Assignment: Print the records below once again, exactly as they were given.

-- Given records follows --

PR #5188, opened 2023-09-22
Update tunnel manager to not return error for configuration loading

rablador:
It seems we have sufficient handling of cases where we cannot load the config we need. The current path does not allow the load config operation to return a failure/error, so we cannot end up with a thrown fatalError unless there's an implementation error.

- - -
This change is [Reviewable](https://reviewable.io/reviews/mullvad/mullvadvpn-app/5188)

### DIFF
--- a/ios/MullvadVPN/AppDelegate.swift
+++ b/ios/MullvadVPN/AppDelegate.swift
@@ -434,12 +434,11 @@ class AppDelegate: UIResponder, UIApplicationDelegate, UNUserNotificationCenterD
     }
 
     private func getInitTunnelManagerOperation() -> AsyncBlockOperation {
+        // This operation is always treated as successful no matter what the configuration load yields.
+        // If the tunnel settings or device state can't be read, we simply pretend they are not there
+        // and leave user in logged out state. VPN config will be removed as well.
         AsyncBlockOperation(dispatchQueue: .main) { finish in
-            self.tunnelManager.loadConfiguration { error in
-                if let error {
-                    fatalError(error.localizedDescription)
-                }
-
+            self.tunnelManager.loadConfiguration {
                 self.logger.debug("Finished initialization.")
 
                 NotificationManager.shared.updateNotifications()
--- a/ios/MullvadVPN/TunnelManager/TunnelManager.swift
+++ b/ios/MullvadVPN/TunnelManager/TunnelManager.swift
@@ -168,7 +168,7 @@ final class TunnelManager: StorePaymentObserver {
 
     // MARK: - Public methods
 
-    func loadConfiguration(completionHandler: @escaping (Error?) -> Void) {
+    func loadConfiguration(completionHandler: @escaping () -> Void) {
         let loadTunnelOperation = LoadTunnelConfigurationOperation(
             dispatchQueue: internalQueue,
             interactor: TunnelInteractorProxy(self)
@@ -187,7 +187,7 @@ final class TunnelManager: StorePaymentObserver {
             self.updatePrivateKeyRotationTimer()
             self.startNetworkMonitor()
 
-            completionHandler(completion.error)
+            completionHandler()
         }
 
         loadTunnelOperation.addObserver(


pronebird (approved):
:lgtm:

> *[Reviewable](https://reviewable.io/reviews/mullvad/mullvadvpn-app/5188#-:-NexrNsS4cOWrWVIQ2Ua:bnfp4nl)* status: :shipit: complete! all files reviewed, all discussions resolved

buggmagnet (changes requested):
> *[Reviewable](https://reviewable.io/reviews/mullvad/mullvadvpn-app/5188)* status: all files reviewed, 1 unresolved discussion (waiting on @rablador)

___
*[`ios/MullvadVPN/AppDelegate.swift` line 439 at r1](https://reviewable.io/reviews/mullvad/mullvadvpn-app/5188#-NfAIGUACD9lRsQyVqTx:-NfAIGUACD9lRsQyVqTy:b3seu24) ([raw file](https://github.com/mullvad/mullvadvpn-app/blob/8018102629433117d281c16a307a86f2b4cd480b/ios/MullvadVPN/AppDelegate.swift#L439)):*
> ```Swift
>         AsyncBlockOperation(dispatchQueue: .main) { finish in
>             self.tunnelManager.loadConfiguration { error in
>                 if let error {
> ```

I don't think we should be dismissing the error and completely ignore it. This means we will continue operation as if nothing happened, but we will most likely be running in an invalid state, which probably means nothing will work as expected. 

I suggest to log the error at least so future ourselves can have a clue about what's happening. 

The best would be to trigger a way to have `loadConfiguration` return an error in a real use scenario so we can understand which cases error out, and act accordingly.

rablador (commented):
> *[Reviewable](https://reviewable.io/reviews/mullvad/mullvadvpn-app/5188)* status: all files reviewed, 1 unresolved discussion (waiting on @pronebird)

___
*[`ios/MullvadVPN/AppDelegate.swift` line 439 at r1](https://reviewable.io/reviews/mullvad/mullvadvpn-app/5188#-NfAIGUACD9lRsQyVqTx:-NfAhJlk5bqPwEdRKBT3:b-eamcxg) ([raw file](https://github.com/mullvad/mullvadvpn-app/blob/8018102629433117d281c16a307a86f2b4cd480b/ios/MullvadVPN/AppDelegate.swift#L439)):*

I don't think we should be dismissing the error and completely ignore it. This means we will continue operation as if nothing happened, but we will most likely be running in an invalid state, which probably means nothing will work as expected. 

I suggest to log the error at least so future ourselves can have a clue about what's happening. 

The best would be to trigger a way to have `loadConfiguration` return an error in a real use scenario so we can understand which cases error out, and act accordingly.
</blockquote></details>

The thing is that this error is misleading to being with. We always treat the operation as successful here and handle state changes elsewhere. According to @pronebird, "worst case if we can’t read settings or device state, we simply pretend they are not there and leave user in logged out state". Also, VPN config will be removed, meaning you'll get another try and system settings prompt when trying to connect later again.

buggmagnet (approved):
> *[Reviewable](https://reviewable.io/reviews/mullvad/mullvadvpn-app/5188)* status: all files reviewed, 1 unresolved discussion (waiting on @pronebird)

___
*[`ios/MullvadVPN/AppDelegate.swift` line 439 at r1](https://reviewable.io/reviews/mullvad/mullvadvpn-app/5188#-NfAIGUACD9lRsQyVqTx:-NfAkLP6EIkzu-YxS9e6:bizlhe) ([raw file](https://github.com/mullvad/mullvadvpn-app/blob/8018102629433117d281c16a307a86f2b4cd480b/ios/MullvadVPN/AppDelegate.swift#L439)):*

The thing is that this error is misleading to being with. We always treat the operation as successful here and handle state changes elsewhere. According to @pronebird, "worst case if we can’t read settings or device state, we simply pretend they are not there and leave user in logged out state". Also, VPN config will be removed, meaning you'll get another try and system settings prompt when trying to connect later again.
</blockquote></details>

All right fair enough, would you mind adding a summary of this as a comment in here and we can merge this ?

rablador (commented):
> *[Reviewable](https://reviewable.io/reviews/mullvad/mullvadvpn-app/5188)* status: all files reviewed, 1 unresolved discussion (waiting on @pronebird)

___
*[`ios/MullvadVPN/AppDelegate.swift` line 439 at r1](https://reviewable.io/reviews/mullvad/mullvadvpn-app/5188#-NfAIGUACD9lRsQyVqTx:-NfAkccK9VTJv_o3Q7N5:b-x2qcd2) ([raw file](https://github.com/mullvad/mullvadvpn-app/blob/8018102629433117d281c16a307a86f2b4cd480b/ios/MullvadVPN/AppDelegate.swift#L439)):*

All right fair enough, would you mind adding a summary of this as a comment in here and we can merge this ?
</blockquote></details>

Sure thing. 👍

-- Given records concluded --

Result of the exercise:
PR #5188, opened 2023-09-22
Update tunnel manager to not return error for configuration loading

rablador:
It seems we have sufficient handling of cases where we cannot load the config we need. The current path does not allow the load config operation to return a failure/error, so we cannot end up with a thrown fatalError unless there's an implementation error.

- - -
This change is [Reviewable](https://reviewable.io/reviews/mullvad/mullvadvpn-app/5188)

### DIFF
--- a/ios/MullvadVPN/AppDelegate.swift
+++ b/ios/MullvadVPN/AppDelegate.swift
@@ -434,12 +434,11 @@ class AppDelegate: UIResponder, UIApplicationDelegate, UNUserNotificationCenterD
     }
 
     private func getInitTunnelManagerOperation() -> AsyncBlockOperation {
+        // This operation is always treated as successful no matter what the configuration load yields.
+        // If the tunnel settings or device state can't be read, we simply pretend they are not there
+        // and leave user in logged out state. VPN config will be removed as well.
         AsyncBlockOperation(dispatchQueue: .main) { finish in
-            self.tunnelManager.loadConfiguration { error in
-                if let error {
-                    fatalError(error.localizedDescription)
-                }
-
+            self.tunnelManager.loadConfiguration {
                 self.logger.debug("Finished initialization.")
 
                 NotificationManager.shared.updateNotifications()
--- a/ios/MullvadVPN/TunnelManager/TunnelManager.swift
+++ b/ios/MullvadVPN/TunnelManager/TunnelManager.swift
@@ -168,7 +168,7 @@ final class TunnelManager: StorePaymentObserver {
 
     // MARK: - Public methods
 
-    func loadConfiguration(completionHandler: @escaping (Error?) -> Void) {
+    func loadConfiguration(completionHandler: @escaping () -> Void) {
         let loadTunnelOperation = LoadTunnelConfigurationOperation(
             dispatchQueue: internalQueue,
             interactor: TunnelInteractorProxy(self)
@@ -187,7 +187,7 @@ final class TunnelManager: StorePaymentObserver {
             self.updatePrivateKeyRotationTimer()
             self.startNetworkMonitor()
 
-            completionHandler(completion.error)
+            completionHandler()
         }
 
         loadTunnelOperation.addObserver(


pronebird (approved):
:lgtm:

> *[Reviewable](https://reviewable.io/reviews/mullvad/mullvadvpn-app/5188#-:-NexrNsS4cOWrWVIQ2Ua:bnfp4nl)* status: :shipit: complete! all files reviewed, all discussions resolved

buggmagnet (changes requested):
> *[Reviewable](https://reviewable.io/reviews/mullvad/mullvadvpn-app/5188)* status: all files reviewed, 1 unresolved discussion (waiting on @rablador)

___
*[`ios/MullvadVPN/AppDelegate.swift` line 439 at r1](https://reviewable.io/reviews/mullvad/mullvadvpn-app/5188#-NfAIGUACD9lRsQyVqTx:-NfAIGUACD9lRsQyVqTy:b3seu24) ([raw file](https://github.com/mullvad/mullvadvpn-app/blob/8018102629433117d281c16a307a86f2b4cd480b/ios/MullvadVPN/AppDelegate.swift#L439)):*
> ```Swift
>         AsyncBlockOperation(dispatchQueue: .main) { finish in
>             self.tunnelManager.loadConfiguration { error in
>                 if let error {
> ```

I don't think we should be dismissing the error and completely ignore it. This means we will continue operation as if nothing happened, but we will most likely be running in an invalid state, which probably means nothing will work as expected. 

I suggest to log the error at least so future ourselves can have a clue about what's happening. 

The best would be to trigger a way to have `loadConfiguration` return an error in a real use scenario so we can understand which cases error out, and act accordingly.

rablador (commented):
> *[Reviewable](https://reviewable.io/reviews/mullvad/mullvadvpn-app/5188)* status: all files reviewed, 1 unresolved discussion (waiting on @pronebird)

___
*[`ios/MullvadVPN/AppDelegate.swift` line 439 at r1](https://reviewable.io/reviews/mullvad/mullvadvpn-app/5188#-NfAIGUACD9lRsQyVqTx:-NfAhJlk5bqPwEdRKBT3:b-eamcxg) ([raw file](https://github.com/mullvad/mullvadvpn-app/blob/8018102629433117d281c16a307a86f2b4cd480b/ios/MullvadVPN/AppDelegate.swift#L439)):*

I don't think we should be dismissing the error and completely ignore it. This means we will continue operation as if nothing happened, but we will most likely be running in an invalid state, which probably means nothing will work as expected. 

I suggest to log the error at least so future ourselves can have a clue about what's happening. 

The best would be to trigger a way to have `loadConfiguration` return an error in a real use scenario so we can understand which cases error out, and act accordingly.
</blockquote></details>

The thing is that this error is misleading to being with. We always treat the operation as successful here and handle state changes elsewhere. According to @pronebird, "worst case if we can’t read settings or device state, we simply pretend they are not there and leave user in logged out state". Also, VPN config will be removed, meaning you'll get another try and system settings prompt when trying to connect later again.

buggmagnet (approved):
> *[Reviewable](https://reviewable.io/reviews/mullvad/mullvadvpn-app/5188)* status: all files reviewed, 1 unresolved discussion (waiting on @pronebird)

___
*[`ios/MullvadVPN/AppDelegate.swift` line 439 at r1](https://reviewable.io/reviews/mullvad/mullvadvpn-app/5188#-NfAIGUACD9lRsQyVqTx:-NfAkLP6EIkzu-YxS9e6:bizlhe) ([raw file](https://github.com/mullvad/mullvadvpn-app/blob/8018102629433117d281c16a307a86f2b4cd480b/ios/MullvadVPN/AppDelegate.swift#L439)):*

The thing is that this error is misleading to being with. We always treat the operation as successful here and handle state changes elsewhere. According to @pronebird, "worst case if we can’t read settings or device state, we simply pretend they are not there and leave user in logged out state". Also, VPN config will be removed, meaning you'll get another try and system settings prompt when trying to connect later again.
</blockquote></details>

All right fair enough, would you mind adding a summary of this as a comment in here and we can merge this ?

rablador (commented):
> *[Reviewable](https://reviewable.io/reviews/mullvad/mullvadvpn-app/5188)* status: all files reviewed, 1 unresolved discussion (waiting on @pronebird)

___
*[`ios/MullvadVPN/AppDelegate.swift` line 439 at r1](https://reviewable.io/reviews/mullvad/mullvadvpn-app/5188#-NfAIGUACD9lRsQyVqTx:-NfAkccK9VTJv_o3Q7N5:b-x2qcd2) ([raw file](https://github.com/mullvad/mullvadvpn-app/blob/8018102629433117d281c16a307a86f2b4cd480b/ios/MullvadVPN/AppDelegate.swift#L439)):*

All right fair enough, would you mind adding a summary of this as a comment in here and we can merge this ?
</blockquote></details>

Sure thing. 👍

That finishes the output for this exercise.